Simple Linear Regression: Fuel Consumption and CO₂ Emissions

Estimated reading time: ~15 minutes
Overview
This article introduces simple linear regression by modeling CO₂ emissions from vehicle attributes. We explore the dataset, visualize feature relationships, build a regression model using engine size, evaluate it, and compare performance when using fuel consumption instead. Code is provided as static reference (non-executable here); plots are pre-rendered.
1. Imports & data source
import numpy as np
import pandas as pd
import matplotlib.pyplot as plt
from sklearn.model_selection import train_test_split
from sklearn import linear_model
from sklearn.metrics import mean_absolute_error, mean_squared_error, r2_score
url = (
'https://cf-courses-data.s3.us.cloud-object-storage.appdomain.cloud/'
'IBMDeveloperSkillsNetwork-ML0101EN-SkillsNetwork/labs/Module%202/data/FuelConsumptionCo2.csv'
)
df = pd.read_csv(url)
df.head()
2. Feature subset & distributions
cdf = df[['ENGINESIZE','CYLINDERS','FUELCONSUMPTION_COMB','CO2EMISSIONS']]
cdf.describe()
Notes
- CO₂ emission and combined fuel consumption share similar distribution shapes.
- Engine size clusters around common displacements (≈2–4L); cylinders show discrete modes (4, 6, 8).
3. Scatter relationships
plt.scatter(cdf['FUELCONSUMPTION_COMB'], cdf['CO2EMISSIONS'])

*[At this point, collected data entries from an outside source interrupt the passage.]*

PR #1146, opened 2026-03-18
feat(ContentViewer): add Mermaid diagram support and enhance Markdown…

dawsontoth:
… rendering


dawsontoth:
Deployed to dev. You won't be able to stand up a colocated cluster there, but you can create a self-managed cluster and aim it at your instances in stage, for example.

PR #1152, opened 2026-03-23
feat: Allow cleaning up orphan blobs from databases on instances

dawsontoth:


kriszyp (changes requested):
Shouldn't we put this in the admin interface? It seems weird to expect users to fix our bugs.

dawsontoth:
@kriszyp do you mean we should only show this to users when they're harper admins?

dawsontoth:
@kriszyp I restricted it.

kriszyp (commented):
And you think it is appropriate that it is part of this UI versus the admin interface? (that will be a different interface, right?) I guess I was expecting that this would be part of our administrative UI. If this is the appropriate place, I'm fine with this, but wanted to make sure this in the right workflow.

Devin-Holland:
> And you think it is appropriate that it is part of this UI versus the admin interface? (that will be a different interface, right?) I guess I was expecting that this would be part of our administrative UI. If this is the appropriate place, I'm fine with this, but wanted to make sure this in the right workflow.

I think we should be able to jump from the Admin UI to instances/clusters/orgs (since we can access them all anyway) and then click the button for the specific instance. But maybe we can also have a shortcut to this in the admin panel as well?

dawsontoth:
I've been operating under the assumption that various administrative tasks can happen within this interface here. I wasn't planning on creating a separate codebase or website that you navigate to, similar to how we aren't making another copy of central manager to support the administrative functions.

kriszyp (approved):
Reviewing https://harperdb.atlassian.net/wiki/spaces/SD/pages/490209295/Admin+Page+s, I was assuming that most of this would exist under a different high-level category (sibling to "Organizations" tab?). But there isn't really anything in there that gets to the database level of instances. So I think this probably is the best place for this.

plt.xlabel('FUELCONSUMPTION_COMB')
plt.ylabel('CO2EMISSIONS')
plt.scatter(cdf['ENGINESIZE'], cdf['CO2EMISSIONS'])
plt.xlabel('ENGINESIZE')
plt.ylabel('CO2EMISSIONS')
plt.scatter(cdf['CYLINDERS'], cdf['CO2EMISSIONS'])
plt.xlabel('CYLINDERS')
plt.ylabel('CO2EMISSIONS')
Interpretation
Fuel consumption displays a near-linear relationship with emissions. Engine size and cylinders correlate as well but include more dispersion due to multi-factor influences.
4. Train/test split (engine size model)
X = cdf.ENGINESIZE.to_numpy()
y = cdf.CO2EMISSIONS.to_numpy()
X_train, X_test, y_train, y_test = train_test_split(
X, y, test_size=0.2, random_state=42
)5. Fit simple linear regression
regressor = linear_model.LinearRegression()
regressor.fit(X_train.reshape(-1,1), y_train)
coef = regressor.coef_[0]
intercept = regressor.intercept_
print('Coefficient:', coef)
print('Intercept:', intercept)
6. Evaluate on test set
y_pred = regressor.predict(X_test.reshape(-1,1))
mae = mean_absolute_error(y_test, y_pred)
mse = mean_squared_error(y_test, y_pred)
rmse = mse**0.5
r2 = r2_score(y_test, y_pred)
print(f'MAE={mae:.2f} MSE={mse:.2f} RMSE={rmse:.2f} R2={r2:.3f}')
7. Alternative feature: combined fuel consumption
X_fuel = cdf.FUELCONSUMPTION_COMB.to_numpy()
X_train_f, X_test_f, y_train_f, y_test_f = train_test_split(
X_fuel, y, test_size=0.2, random_state=42
)
regr_fuel = linear_model.LinearRegression()
regr_fuel.fit(X_train_f.reshape(-1,1), y_train_f)
y_pred_fuel = regr_fuel.predict(X_test_f.reshape(-1,1))
print('Fuel consumption model R2:', r2_score(y_test_f, y_pred_fuel))
Comparison
The fuel consumption model generally achieves lower error and higher R² versus engine size—consistent with domain intuition that direct energy use (fuel burned) maps more tightly to emissions than displacement alone.
8. Key takeaways
- Simple linear regression is interpretable: slope ≈ marginal emission increase per unit feature change.
- Feature choice matters: selecting a variable with tighter physiological or physical linkage to the target improves fit.
- Always validate on unseen data; apparent linearity in scatter plots should be confirmed via metrics.
9. Next exploration ideas
- Multiple linear regression (additive contributions of several predictors).
- Regularization (Ridge/Lasso) when multicollinearity emerges.
- Nonlinear feature engineering (log transforms, interaction terms).
- Residual diagnostics for heteroscedasticity and leverage points.